Another project Ruth helped to set up was the multiple heritage service in Sheffield, which worked mainly with dual heritage children, enabling them to explore their roots and cultural identity.

“This was not only an amazing project, but allowed the young people to celebrate who they are.”

After qualifying, Ruth decided it would be best to experience social work practice in a range of settings. She felt that this was a good way to challenge herself and learn more about different ways of working, and agency social work provided a good way to achieve this.

“I wanted to go out and see how things worked in different authorities, so that’s why I did some agency work – it wasn’t just about social work, it was about project work for me and the chance to move around.”

With a career including both agency and permanent social work posts across several different authorities, Ruth is well placed to reflect on the pros and cons of agency work. Although the extra pay and the chance to pursue a variety of experiences were positives for her, she found that agency casework could be particularly complex and stressful, and at times the relative lack of support and protection could be worrying:

“If your caseload is all at the high end of safeguarding, you have to ask yourself if you can really be effective. You’re constantly firefighting, but if you do want to leave, you can hand your notice in. You’re always thinking, ‘This is a bit dangerous, could I lose my registration?’ At least in a permanent post you’re more protected, you’ve got regular training, and if you need a second worker or extra support, you’re more likely to get that.” 

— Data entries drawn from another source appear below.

PR #1402, opened 2024-07-22
Solution of py-car-wash-station

AndriiHamasa:


app/main.py
```diff
@@ -1,8 +1,41 @@
...
+        self.comfort_class = comfort_class
+        self.clean_mark = clean_mark
+        self.brand = brand
 
 
 class CarWashStation:
-    # write your code here
-    pass
+    def __init__(self,
+                 distance_from_city_center: int, clean_power: int,
```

After returning to Sheffield as an agency worker, management recognised Ruth’s value and contribution to her team and offered her a permanent role. When weighing up this decision, one of the major factors was feeling more vulnerable as an agency worker, moving around different authorities. The familiarity and positive culture in Sheffield, alongside the additional sense of security, made it feel like the right time to switch back to a permanent role

“With Sheffield, I know what I’m walking into, I know what it’s about, and I’m protected in a lot of ways. You get your sick pay, you your annual leave and you get the full support of your managers and colleagues, even counselling if needed. Don’t get me wrong, agency money is lovely, but money’s not everything in this job!”

The pandemic was an extremely difficult time for Ruth, as she lost her stepfather, cousin, and uncle. Having stable employment allowed her to take the time she needed to support her elderly mother whilst dealing with her own grief.

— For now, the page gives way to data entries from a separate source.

PR #1403, opened 2024-07-23
'Solution'

KrenkySpenky:


app/main.py
```diff
@@ -1,8 +1,50 @@
 class Car:
-    # write your code here
-    pass
+
+    def __init__(self, comfort_class: int,
+                 clean_mark: int,
+                 brand: str) -> None:
```
Dimosphen1: Place each argument including `self` on a new line so that there would be no arguments on the same line with opening and closing parenthesis. It will help to improve the code style and readability. Apply the same for the `CarWashStation` class as well

app/main.py
```diff
@@ -1,8 +1,50 @@
...
+                car.comfort_class
+                * (self.clean_power
+                   - car.clean_mark)
+                * self.average_rating
+                / self.distance_from_city_center
+        )
+
+    def wash_single_car(self, car: Car) -> None:
+        if self.clean_power > car.clean_mark:
+            print(f"Washing {car.brand} at the station.")
```
Dimosphen1: There is no need to add `print` statements since they are not mentioned in the task description. Remove them

Dimosphen1 (changes requested):
Make sure that all tests pass. Several changes were requested

app/main.py
```diff
@@ -1,8 +1,53 @@
...
+                 clean_power: float,
+                 average_rating: float,
+                 count_of_ratings: int) -> None:
+        self.distance_from_city_center = distance_from_city_center
+        self.clean_power = clean_power
+        self.average_rating = average_rating
+        self.count_of_ratings = count_of_ratings
+
+    def serve_cars(self, car_list: list) -> float:
+        revenue = sum(self.calculate_washing_price(car) for car in car_list)
```
pavlopro: Combi

app/main.py
```diff
@@ -1,8 +1,53 @@
...
+
+        for car in car_list:
```
pavlopro, line 25: Include calculating `calculate_washing_price` into this cycle

app/main.py
```diff
@@ -1,8 +1,53 @@
...
+
+        return round(revenue, 1)
+
+    def calculate_washing_price(self, car: Car) -> float:
+        if self.is_can_wash(car):
+            return (car.comfort_class
+                    * (self.clean_power - car.clean_mark)
+                    * self.average_rating
+                    / self.distance_from_city_center)
+        else:
```
pavlopro: else operator is redundant here. just return 0

pavlopro (changes requested):

app/main.py
KrenkySpenky: не понял этот коментарий

pavlopro (approved):
Good Job!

“I can honestly say that having the employee counselling to hand helped me immensely. I was able to continue to work and support my mother through this difficult time.”

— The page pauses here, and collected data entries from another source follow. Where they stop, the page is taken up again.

PR #1405, opened 2024-07-23
'Solution'

Ivan-Shakhman:
Solution of task

### DIFF
--- a/app/main.py
+++ b/app/main.py
@@ -5,15 +5,10 @@ class Car:
             clean_mark: int,
             brand: str
     ) -> None:
-        # I use this order in initializate default value for not using "else"
-        self.comfort_class = comfort_class
-        if not 1 <= comfort_class <= 7:
-            self.comfort_class = 1
-
-        self.clean_mark = clean_mark
-        if not 1 <= clean_mark <= 10:
-            self.clean_mark = 1
-
+        self.comfort_class = comfort_class \
+            if 1 <= comfort_class <= 7 else 1
+        self.clean_mark = clean_mark \
+            if 1 <= clean_mark <= 10 else 1
         self.brand = brand
 
 
@@ -25,32 +20,26 @@ class CarWashStation:
             average_rating: float,
             count_of_ratings: int
     ) -> None:
-        self.distance_from_city_center = distance_from_city_center
-        if not 1.0 <= distance_from_city_center <= 10.0:
-            self.distance_from_city_center = 1.0
-
-        self.clean_power = clean_power
-        if not 1 <= clean_power <= 10:
-            self.clean_power = 1
-
-        self.average_rating = average_rating
-        if not 1.0 <= average_rating <= 5.0:
-            self.average_rating = 1.0
-
+        self.distance_from_city_center = distance_from_city_center \
+            if 1.0 <= distance_from_city_center <= 10.0 else 1.0
+        self.clean_power = clean_power \
+            if 1 <= clean_power <= 10 else 1
+        self.average_rating = average_rating \
+            if 1.0 <= average_rating <= 5.0 else 1.0
         self.count_of_ratings = count_of_ratings
 
     def wash_single_car(self, car: Car) -> None:
-        car.clean_mark = self.clean_power
+        if self.clean_power > car.clean_mark:
+            clean_mark = self.clean_power
+            car.clean_mark = clean_mark
 
     def serve_cars(self, cars: list) -> float:
-        # sorted cars, who car_station can wash
-        washes = [car for car in cars if car.clean_mark < self.clean_power]
-        # calculate income
-        income = [self.calculate_washing_price(car) for car in washes]
-        # washing sorted car
-        for car in washes:
-            self.wash_single_car(car)
-        return round(sum(income), 1)
+        income = 0.0
+        for car in cars:
+            if car.clean_mark < self.clean_power:
+                income += self.calculate_washing_price(car)
+                self.wash_single_car(car)
+        return round(income, 1)
 
     def calculate_washing_price(self, car: Car) -> float:
         return round(
@@ -59,8 +48,8 @@ class CarWashStation:
         )
 
     def rate_service(self, rate: int) -> None:
-        self.average_rating = (
-            round((self.average_rating * self.count_of_ratings + rate)
-                  / (self.count_of_ratings + 1), 1)
-        )
         self.count_of_ratings += 1
+        self.average_rating = round(
+            (self.average_rating * (self.count_of_ratings - 1) + rate)
+            / self.count_of_ratings, 1
+        )
--- a/app/main.py
+++ b/app/main.py
@@ -5,8 +5,15 @@ class Car:
             clean_mark: int,
             brand: str
     ) -> None:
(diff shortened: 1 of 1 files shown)


app/main.py
```diff
@@ -1,8 +1,48 @@
...
-    # write your code here
-    pass
+    def __init__(
+            self,
+            comfort_class: int,
+            clean_mark: int,
+            brand: str
+    ) -> None:
+        self.comfort_class = comfort_class
+        self.clean_mark = clean_mark
```
MNDonut: these parameters can have specific values, let's check them and if not correct - set some default correct value

app/main.py
```diff
@@ -1,8 +1,48 @@
...
+    def __init__(
+            self,
+            distance_from_city_center: float,
+            clean_power: int,
+            average_rating: float,
+            count_of_ratings: int
+    ) -> None:
+        self.distance_from_city_center = distance_from_city_center
+        self.clean_power = clean_power
+        self.average_rating = average_rating
```
MNDonut: these parameters can have specific values, let's check them and if not correct - set some default correct value

app/main.py
```diff
@@ -1,8 +1,48 @@
...
+        # calculate income
+        income = [self.calculate_washing_price(car) for car in washes]
+        # washing sorted car
+        for car in washes:
+            self.wash_single_car(car)
+        return round(sum(income), 1)
+
+    def calculate_washing_price(self, car: Car) -> float:
+        return round(car.comfort_class * (self.clean_power - car.clean_mark)
+                     * self.average_rating / self.distance_from_city_center, 1)
```
MNDonut: it's the best practice to move everything inside the first brackets on the next lines

MNDonut (changes requested):

app/main.py
```diff
@@ -1,8 +1,66 @@
 class Car:
-    # write your code here
-    pass
+    def __init__(
+            self,
+            comfort_class: int,
+            clean_mark: int,
+            brand: str
+    ) -> None:
+        # I use this order in initializate default value for not using "else"
```
Oleksl888: Try to use ternary operator here instead. Also remove the above comment in final commit

app/main.py
```diff
@@ -1,8 +1,66 @@
...
+        if not 1 <= clean_power <= 10:
+            self.clean_power = 1
+
+        self.average_rating = average_rating
+        if not 1.0 <= average_rating <= 5.0:
+            self.average_rating = 1.0
+
+        self.count_of_ratings = count_of_ratings
+
+    def wash_single_car(self, car: Car) -> None:
```
Oleksl888, line 38: Task definition requires to check this condition before:

app/main.py
```diff
@@ -1,8 +1,66 @@
...
+        car.clean_mark = self.clean_power
+
+    def serve_cars(self, cars: list) -> float:
+        # sorted cars, who car_station can wash
+        washes = [car for car in cars if car.clean_mark < self.clean_power]
```
Oleksl888: By making this check you add extra complexity to your code. There is no need to make a separate iteration to filter cars - you can do one iteration, check the condition and execute rest of code if it is met.

app/main.py
```diff
@@ -1,8 +1,66 @@
...
+        # calculate income
+        income = [self.calculate_washing_price(car) for car in washes]
```
Oleksl888: Same here - no need to make an extra iteration to calculate income - all can be done in one iteration:
```
for car in cars:
   check condition
   if yes -> calculate income and wash the car
   if no -> do nothing

File: app/main.py [hunk 8]
```diff
@@ -1,8 +1,66 @@
...
+        return round(sum(income), 1)
+
+    def calculate_washing_price(self, car: Car) -> float:
+        return round(
+            car.comfort_class * (self.clean_power - car.clean_mark)
+            * self.average_rating / self.distance_from_city_center, 1
+        )
+
+    def rate_service(self, rate: int) -> None:
+        self.average_rating = (
```
Oleksl888: here you can do same as you did on line 56:
```
self.average_rating = round(
...
)

File: app/main.py [hunk 9]
```diff
@@ -1,8 +1,66 @@
...
+
+        self.count_of_ratings = count_of_ratings
+
+    def wash_single_car(self, car: Car) -> None:
+        car.clean_mark = self.clean_power
+
+    def serve_cars(self, cars: list) -> float:
+        # sorted cars, who car_station can wash
+        washes = [car for car in cars if car.clean_mark < self.clean_power]
+        # calculate income
```
Oleksl888: remove self explanatory comments

Oleksl888 (changes requested):

app/main.py
```diff
@@ -1,8 +1,55 @@
 class Car:
-    # write your code here
-    pass
+    def __init__(
+            self,
+            comfort_class: int,
+            clean_mark: int,
+            brand: str
+    ) -> None:
+        self.comfort_class = comfort_class \
```
Oleksl888: As per styling guide we do not use `\` for line breakers, here you can put your expression in `()` instead

app/main.py
```diff
@@ -1,8 +1,55 @@
...
-    # write your code here
-    pass
+    def __init__(
+            self,
+            distance_from_city_center: float,
+            clean_power: int,
+            average_rating: float,
+            count_of_ratings: int
+    ) -> None:
+        self.distance_from_city_center = distance_from_city_center \
```
Oleksl888: Refactor so you don't use `\` for breaking lines

Oleksl888 (changes requested):

app/main.py
```diff
@@ -1,8 +1,57 @@
...
+    ) -> None:
+        self.distance_from_city_center = (
+            distance_from_city_center
+            if 1.0 <= distance_from_city_center <= 10.0 else 1.0
+        )
+        self.clean_power = (clean_power
+                            if 1 <= clean_power <= 10 else 1)
+        self.average_rating = (average_rating
+                               if 1.0 <= average_rating <= 5.0 else 1.0)
+        self.count_of_ratings = count_of_ratings
```
MNDonut: we never leave a part of instruction on the same lvl that the opening parenthesis. You should move the whole structure on te next line

app/main.py
```diff
@@ -1,8 +1,57 @@
...
+
+    def wash_single_car(self, car: Car) -> None:
+        if self.clean_power > car.clean_mark:
+            clean_mark = self.clean_power
+            car.clean_mark = clean_mark
```
MNDonut: You don't need this variable here, just to direct assignment

MNDonut (changes requested):

app/main.py
```diff
@@ -1,8 +1,59 @@
...
+    def __init__(
+            self,
+            comfort_class: int,
+            clean_mark: int,
+            brand: str
+    ) -> None:
+        self.comfort_class = (comfort_class
+                              if 1 <= comfort_class <= 7 else 1)
+        self.clean_mark = (clean_mark
+                           if 1 <= clean_mark <= 10 else 1)
```
MNDonut: still not fixed

MNDonut (changes requested):

MNDonut (approved):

As well as the additional security and training, having a permanent post offered a chance to get involved in the extra project work which Ruth finds so rewarding. Since returning to permanent practice, she has worked on the Race Equality Commission, been the driving force behind creating a safe space for discussing BME identity and issues at work and worked with a range of community groups to organise Sheffield’s Black History Month celebrations. For Ruth, building better understanding of how other groups have been disadvantaged can help social workers to be advocates for equality.

“We talk about equality and diversity, but it’s really important as a social worker that we actually learn to understand how other groups have been marginalised and discriminated against. We can create a more equal environment, engage with people from different backgrounds, and we help level the playing field.”